Elles attirent l’œil, promettent des économies et rythment les courses hebdomadaires : les promotions en supermarché sont devenues un levier incontournable de la consommation. Sauf que derrière ces rabais alléchants, que disent réellement ces offres sur nos habitudes alimentaires – et surtout, sur leur impact potentiel sur notre santé ?
Une avalanche de promos… peu favorables à la santé
Une étude récente menée par plusieurs associations, dont Foodwatch, met en lumière une réalité préoccupante : les promotions ciblent massivement des produits que les autorités sanitaires recommandent pourtant de limiter. L’analyse porte précisément sur 4 726 promotions, recensées dans 40 catalogues issus des 5 grandes enseignes françaises : Carrefour, E.Leclerc, Intermarché, Lidl et Coopérative U. Objectif : comparer les produits mis en avant aux recommandations du Programme National Nutrition Santé (PNNS).
Les résultats sont sans appel : près de deux tiers (66 %) des promotions concernent des produits classés comme « à limiter », en raison de leur teneur excessive en sucre, en sel ou en gras. Cela inclut notamment des boissons sucrées, des biscuits industriels, de la charcuterie, ou encore des plats préparés. Pire encore, près de la moitié des produits promus sont ultratransformés, et 39 % affichent un Nutri-Score D ou E.
À l’inverse, seuls 12 % des produits mis en promotion sont considérés comme favorables à la santé, selon les critères nutritionnels officiels. Il s’agit principalement de fruits, de légumes, de céréales complètes ou de produits non transformés.
Des choix marketing lourds de conséquences
Ce déséquilibre ne doit rien au hasard. Les enseignes sélectionnent les produits mis en avant en fonction de leur rentabilité et de leur pouvoir d’attraction commerciale. Résultat : les consommateurs sont incités à acheter des produits pauvres sur le plan nutritionnel, au détriment d’une alimentation équilibrée.
« Les promos ne sont pas neutres. Elles influencent ce que les gens mettent dans leur caddie, et donc ce qu’ils mangent », alerte Foodwatch. Pour les associations signataires de l’enquête, ce modèle promotionnel participe à la dégradation de la santé publique. En particulier chez les foyers les plus modestes, pour qui les produits en promotion représentent une part importante des achats alimentaires.
Une injustice nutritionnelle silencieuse
Cette inégalité est d’autant plus marquée que les produits les moins chers sont souvent les plus riches en sucres ajoutés, comme le montrait déjà une précédente étude menée en janvier 2024. Les marques de distributeurs, qui concentrent une part importante des promos, sont particulièrement concernées. « On ne peut pas demander aux citoyens de mieux manger et continuer à leur proposer à prix cassé des aliments qui nuisent à leur santé », dénonce le collectif à l’origine de l’étude, qui regroupe notamment France Assos Santé, le Réseau Action Climat, et la Fédération Française des Diabétiques.

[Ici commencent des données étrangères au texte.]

PR #1126, opened 2022-10-05
[connectivity] Only wait for NodePort if the feature is enabled

jaredledvina:
Currently, we can get stuck waiting for the NodePort even when the feature is detected as disabled. This is a quick update to also check to see if the feature is enabled before we wait.


connectivity/check/deployment.go
```diff
@@ -983,7 +983,7 @@ func (ct *ConnectivityTest) validateDeployment(ctx context.Context) error {
 		}
 	}
 
-	if ct.params.MultiCluster == "" {
+	if ct.params.MultiCluster == "" && ct.features[FeatureKPRNodePort].Enabled {
```
gandro, line 986: Could you please explain why this test should be skipped?

This check only checks for the kube-proxy-replacement NodePort. But regular old NodePort with kube-proxy should still pass this connectivity check, and this is something we want to test as well.

gandro (changes requested):
This

joestringer:
I've converted this to draft while the feedback is addressed. Once you're ready to continue review, click the "Ready for review" button at the bottom of the page. Thanks for contributing!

Un appel à changer les règles du jeu
Pour inverser la tendance, les associations réclament un changement structurel dans les pratiques de la grande distribution. Elles proposent notamment de fixer un objectif clair : que 50 % des produits en promotion soient issus des catégories recommandées par le PNNS (produits bruts, peu transformés, riches en fibres ou en nutriments), et que 10 % des promos concernent des produits bio non ultratransformés.
Une pétition a été lancée dans ce sens, afin de faire pression sur les enseignes et d’alerter les pouvoirs publics. Car au-delà de l’économie réalisée en caisse, c’est bien la santé des consommateurs qui est en jeu – à commencer par celle des enfants, particulièrement exposés à ces stratégies de marketing alimentaire.
Les promotions sont perçues comme une aubaine, surtout en période d’inflation. Sauf que ette apparente générosité commerciale masque une stratégie préoccupante : celle de privilégier des produits à forte marge, souvent mauvais pour la santé. Pour réconcilier pouvoir d’achat et alimentation équilibrée, il est urgent de repenser ce système.